Rwanda Genocide: 25 Years After

In just 100 days in 1994, about 800,000 people were slaughtered in Rwanda by ethnic Hutu extremists. They were targeting members of the minority Tutsi community, as well as their political opponents, irrespective of their ethnic origin.

A group of Tutsi exiles formed a rebel group, the Rwandan Patriotic Front (RPF), which invaded Rwanda in 1990 and fighting continued until a 1993 peace deal was agreed.

On the night of 6 April 1994 a plane carrying then-President Juvenal Habyarimana, and his counterpart Cyprien Ntaryamira of Burundi – both Hutus – was shot down, killing everyone on board.

Hutu extremists blamed the RPF and immediately started a well-organised campaign of slaughter. The RPF said the plane had been shot down by Hutus to provide an excuse for the genocide.

How was the genocide carried out?

With meticulous organisation.
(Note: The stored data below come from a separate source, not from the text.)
PR #832, opened 2023-12-19
Example to use model.generate for distributed Llama2 model

shaahji:
## Describe your changes

Example to use model.generate for distributed Llama2 model
Also, a small edit to suppress warnings generated during export and inference.

### DIFF
--- a/examples/llama2/tensor_parallel_generate.py
+++ b/examples/llama2/tensor_parallel_generate.py
@@ -1,0 +1,80 @@
+# -------------------------------------------------------------------------
+# Copyright (c) Microsoft Corporation. All rights reserved.
+# Licensed under the MIT License.
+# --------------------------------------------------------------------------
+import os
+from pathlib import Path
+
+import torch
+import torch.distributed as dist
+from mpi4py.MPI import COMM_WORLD
+from optimum.onnxruntime import ORTModelForCausalLM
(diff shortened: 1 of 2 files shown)


examples/llama2/tensor_parallel_generate.py
```diff
@@ -0,0 +1,80 @@
...
+
+model = ORTModelForCausalLM.from_pretrained(
+    model_path,
+    config=config,
+    generation_config=gen_config,
+    use_io_binding=True,
+    provider="CUDAExecutionProvider",
+    provider_options={"device_id": str(rank)},
+)
+outputs = model.generate(**inputs, max_new_tokens=256)
```
jambayk, line 76: Just out of curiosity, so the ranked models already have the communication ops built in and can do the network communication and synchronization automatically? That's why there is no need for commands like `dist.barrier()` for the forward pass, etc?

jambayk (approved):

examples/llama2/tensor_parallel_generate.py
shaahji: That's correct. The comm-ops have their own blocking mechanism.

jambayk: That's cool! thanks.

PR #836, opened 2023-12-19
Whisper: Expose missing options, Enable timestamps, Transformers opt in `gpu_int8`

jambayk:
## Describe your changes
- Expose missing beam search options `use_vocab_mask`, `use_prefix_vocab_mask` and `use_logits_processor` that were added in ORT 1.16 along with `use_forced_decoder_ids`.
- Expose `skip_special_tokens` option in whisper pre-post-processing
- `use_logits_processor` enables timestamps in the whisper output. The output text looks something like 
   ```
   "...<|3.00|> The ache of his overstrained eyes,<|6.00|><|6.00|> even the soaring arena around him with thousands of spectators,<|10.00|><|10.00|> which revealed he's not worth thinking about.<|13.00|>"
   ```
- Add transformers optimization pass to `gpu,int8` workflow. It was originally omitted due to some bug in ort but was corrected a while ago. I had forgotten to add it back since we never used the gpu workflow until the fp16 workflow was recent updated.

**Note:** The time stamp prediction does not work for the new `whisper-large-v3` model since the ort logitsprocessor hardcoded some token ids which are not the same in the v3 model.

The whisper example now supports generating timestamps along with the text.

### DIFF
--- a/examples/whisper/prepare_whisper_configs.py
+++ b/examples/whisper/prepare_whisper_configs.py
@@ -99,7 +99,7 @@ def main(raw_args=None):
 
     # multi-lingual support check
     if not version_1_16:
-        if args.multilingual and not version_1_16:
+        if args.multilingual:
             raise ValueError("Multi-lingual support is only supported in ORT >= 1.16.0")
         if args.enable_timestamps:
             raise ValueError("Enabling timestamps is only supported in ORT >= 1.16.0")
--- a/examples/whisper/prepare_whisper_configs.py
+++ b/examples/whisper/prepare_whisper_configs.py
@@ -30,7 +30,13 @@ SUPPORTED_WORKFLOWS = {
     ],
     ("gpu", "fp32"): ["conversion", "transformers_optimization", "insert_beam_search", "prepost"],
     ("gpu", "fp16"): ["conversion", "transformers_optimization", "mixed_precision", "insert_beam_search", "prepost"],
-    ("gpu", "int8"): ["conversion", "onnx_dynamic_quantization", "insert_beam_search", "prepost"],
+    ("gpu", "int8"): [
+        "conversion",
+        "transformers_optimization",
+        "onnx_dynamic_quantization",
+        "insert_beam_search",
+        "prepost",
+    ],
 }
 DEVICE_TO_EP = {
     "cpu": "CPUExecutionProvider",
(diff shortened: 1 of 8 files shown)


olive/passes/utils/whisper_prepost.py
```diff
@@ -14,6 +14,7 @@ def add_pre_post_processing_to_model(
     model_name: str,
     use_audio_decoder: bool = True,
     use_onnx_stft: bool = True,
+    skip_special_tokens: bool = True,
```
guotuofeng, line 17: I don't see the example use the parameter?

trajepl: https://github.com/microsoft/Olive/blob/dfb7f8e2038ec10fcefca39cd1b038a39b3ea74a/olive/passes/utils/whisper_prepost.py#L35

examples/whisper/prepare_whisper_configs.py
```diff
@@ -79,8 +98,16 @@ def main(raw_args=None):
     transformers_version_4_36 = version.parse(TransformersVersion) >= version.parse("4.36.0")
 
     # multi-lingual support check
-    if args.multilingual and not version_1_16:
-        raise ValueError("Multi-lingual support is only supported in ORT >= 1.16.0")
+    if not version_1_16:
+        if args.multilingual and not version_1_16:
```
xiaoyu-work, line 102: Duplicated version_1_16 check

examples/whisper/prepare_whisper_configs.py
```diff
@@ -93,14 +120,24 @@ def main(raw_args=None):
...
+        template_json["engine"]["evaluator"] = None
 
     # update multi-lingual support
     template_json["passes"]["insert_beam_search"]["config"]["use_forced_decoder_ids"] = args.multilingual
+    # update predict timestep
+    template_json["passes"]["insert_beam_search"]["config"]["use_logits_processor"] = args.enable_timestamps
+    # update no audio decoder
+    template_json["passes"]["prepost"]["config"]["tool_command_args"]["use_audio_decoder"] = not args.no_audio_decoder
+    # update atol
+    template_json["passes"]["mixed_precision"]["config"]["atol"] = args.atol
```
xiaoyu-work, line 140: Any reason move this config setup here? For some pass flows we don't have mixed precision pass.

olive/passes/utils/whisper_prepost.py
jambayk: Yes, the example doesn't use it. But since it's a configurable option like `use_onnx_stft`, I think exposing it is good.

examples/whisper/prepare_whisper_configs.py
jambayk: Thanks! Will remove this.

examples/whisper/prepare_whisper_configs.py
jambayk: We are updating the template config which has all passes. So, I moved all template related updates to the same place. In the for loop, we will only update the values related to `device` or `precision`.

examples/whisper/prepare_whisper_configs.py
jambayk: Updated.

examples/whisper/prepare_whisper_configs.py
xiaoyu-work: If so, should we also update the `Performs optimization pipeline:` part in README.md?

jambayk: For which part? The template json by itself doesn't work. We just use it to hold the pass config params and other settings.

guotuofeng (approved):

Lists of government opponents were handed out to militias who went and killed them, along with all of their families.

Neighbours killed neighbours and some husbands even killed their Tutsi wives, saying they would be killed if they refused.

At the time, ID cards had people’s ethnic group on them, so militias set up roadblocks where Tutsis were slaughtered, often with machetes which most Rwandans kept around the house.

Thousands of Tutsi women were taken away and kept as sex slaves.